Try it:
The lines to copy are those with "There" in them. Pull each one from the entries below.

Data for the task: Begin

PR #118, opened 2023-02-23
Update linodego to v1

okokes-akamai:
### General:

### Pull Request Guidelines:

1. [ ] Have you added tests? 


okokes-akamai:
Once #126 gets merged, rebase this and add the following to `getNodeBalancerByIPv4` instead of the hardcoded filter (this constructor is new to v1).

```go
f := &linodego.Filter{}
f.AddField(linodego.Eq, "ipv4", ipv4)
filter, err := f.MarshalJSON()
if err != nil {
	return nil, err
}
```

okokes-akamai:
Bumped linodego in e2e deps as well, just haven't had a chance to test it as I have issues with my environment.

luthermonson:
@okokes-akamai if this is still good to go then let's get it merged. could you also bump go to 1.20 while youre in the go.mod?

go.mod
```diff
@@ -6,10 +6,10 @@ require (
 	github.com/appscode/go v0.0.0-20200323182826-54e98e09185a
 	github.com/getsentry/sentry-go v0.4.0
 	github.com/golang/mock v1.6.0
-	github.com/linode/linodego v0.32.2
+	github.com/linode/linodego v1.14.1
```
luthermonson, line 9: think you could go all the way to v1.25.0 now?

okokes-akamai:
> @okokes-akamai if this is still good to go then let's get it merged. could you also bump go to 1.20 while youre in the go.mod?

This is definitely not ready to be merged, because it has implications for our deployment model due to the linodego URL handling. So we cannot just merge it, because then we'd have to rework our internal systems accordingly (and would thus be blocked from developing CCM until that happens).

rammanoj:
This is being taken care at #143. @okokes-akamai I believe this should be good to close.

PR #123, opened 2023-03-03
Use InstancesV2 to limit API calls (and simplify the code)

okokes-akamai:
## Rationale

There's a new-ish interface, `InstancesV2`, which is a) a lot simpler than `Instances`, b) calls the cloud API much less often, so we end up with a lot less code that should be also more efficient.

I tried to split the implementation into individual commits while keeping the tests green, so at first I implemented both interfaces at once and then deleted the old one once I had tests in place for the new one.

I also removed the Zones implementation, because it's no longer called within `InstancesV2` - I did move its tests into `instances_test.go`, so its functionality is preserved.

### General:

### Pull Request Guidelines:

1. [x] Have you added tests? 


cloud/linode/instances.go
```diff
@@ -29,176 +27,76 @@ func (e instanceNoIPAddressesError) Error() string {
...
-
-func (i *instances) InstanceShutdownByProviderID(ctx context.Context, providerID string) (bool, error) {
-	ctx = sentry.SetHubOnContext(ctx)
-	sentry.SetTag(ctx, "provider_id", providerID)
-
-	id, err := parseProviderID(providerID)
-	if err != nil {
-		sentry.CaptureError(ctx, err)
-		return false, err
+	// note that Zone is omitted as it's not a thing in Linode
```
mrogers950, line 93: With Zone being removed, this comment mostly becomes historical.

okokes-akamai: `zones.go` is begin removed, but its functionality is folded into this big metadata method. There really isn't a difference in functionality between master and this PR, the original zones.go code also omitted Zone (as in the struct field), I'm just stating it here explicitly, because it's the only struct field I'm not filling in - so I'm stating, for _future_ reference, that the omission is intentional.

git-it127:
I ran the [e2e tests](https://github.com/linode/linode-cloud-controller-manager/tree/master/e2e) here and they all fail.

I believe this has something to do with the nodebalancers being changed from the name `ccm-<hash>` to `balancer<hash>`. We likely want to keep the naming consistent for compatibility reasons.

mrogers950 (approved):
I checked this out alongside https://github.com/linode/linode-cloud-controller-manager/pull/126 and ran a quick manual test adding a node to a cluster, it worked fine. No issues with the code from my view.

cloud/linode/instances.go
```diff
@@ -29,176 +29,89 @@ func (e instanceNoIPAddressesError) Error() string {
...
-	addresses, err := i.nodeAddresses(ctx, linode)
-	if err != nil {
-		sentry.CaptureError(ctx, err)
-		return nil, err
-	}
-
-	return addresses, nil
-}
+func (i *instances) lookupLinode(ctx context.Context, node *v1.Node) (*linodego.Instance, error) {
+	providerID := node.Spec.ProviderID
```
git-it127, line 33: I believe the sentry context needs set here.
```suggestion
	ctx = sentry.SetHubOnContext(ctx)
	providerID := node.Spec.ProviderID
```

cloud/linode/instances.go
```diff
@@ -29,176 +29,89 @@ func (e instanceNoIPAddressesError) Error() string {
...
+		return linodeByID(ctx, i.client, id)
 	}
-	// Allow Nodes to not have an InternalIP, if this proves problematic this will be reverted
 
-	return addresses, nil
+	return linodeByName(ctx, i.client, nodeName)
 }
 
-func (i *instances) InstanceID(ctx context.Context, nodeName types.NodeName) (string, error) {
+func (i *instances) InstanceExists(ctx context.Context, node *v1.Node) (bool, error) {
```
git-it127, line 53: Can we rename this function to be in the form of a true / false question since this is returning a bool.

I like things that start with is, has, can, was.

Something like
```suggestion
func (i *instances) HasInstance(ctx context.Context, node *v1.Node) (bool, error) {
```

cloud/linode/instances.go
```diff
@@ -29,176 +29,89 @@ func (e instanceNoIPAddressesError) Error() string {
...
-	if err != nil {
-		sentry.CaptureError(ctx, err)
-		return "", err
-	}
-	return linode.Type, nil
+	return true, nil
 }
 
-func (i *instances) InstanceTypeByProviderID(ctx context.Context, providerID string) (string, error) {
+func (i *instances) InstanceShutdown(ctx context.Context, node *v1.Node) (bool, error) {
```
git-it127, line 66: Same here can we rename to a true / false question.

Maybe something like this
```suggestion
func (i *instances) IsInstanceShutdown(ctx context.Context, node *v1.Node) (bool, error) {
```

git-it127 (changes requested):
Overall this looks pretty good. I have a few suggestions.

cloud/linode/instances.go
okokes-akamai: Note that all invocations of `lookupLinode` are preceded by the `SetHubOnContext`, so I don't think this call is needed. I'm not even sure it'd work: It's called in the parent, because `SetHubOnContext` returns a copy of said context and `lookupLinode` then has no way of returning that context to the parent.

cloud/linode/instances.go
okokes-akamai: We cannot rename this method, because then we wouldn't implement the [upstream interface](https://pkg.go.dev/k8s.io/cloud-provider#InstancesV2).

cloud/linode/instances.go
okokes-akamai: Addressed above.

scmeggitt:
After discussing, we decided it does not make sense to upgrade the version right now.

scmeggitt (approved):

git-it127 (approved):
LGTM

Data for the task: End

Reply to the exercise:
There's a new-ish interface, `InstancesV2`, which is a) a lot simpler than `Instances`, b) calls the cloud API much less often, so we end up with a lot less code that should be also more efficient.
okokes-akamai: `zones.go` is begin removed, but its functionality is folded into this big metadata method. There really isn't a difference in functionality between master and this PR, the original zones.go code also omitted Zone (as in the struct field), I'm just stating it here explicitly, because it's the only struct field I'm not filling in - so I'm stating, for _future_ reference, that the omission is intentional.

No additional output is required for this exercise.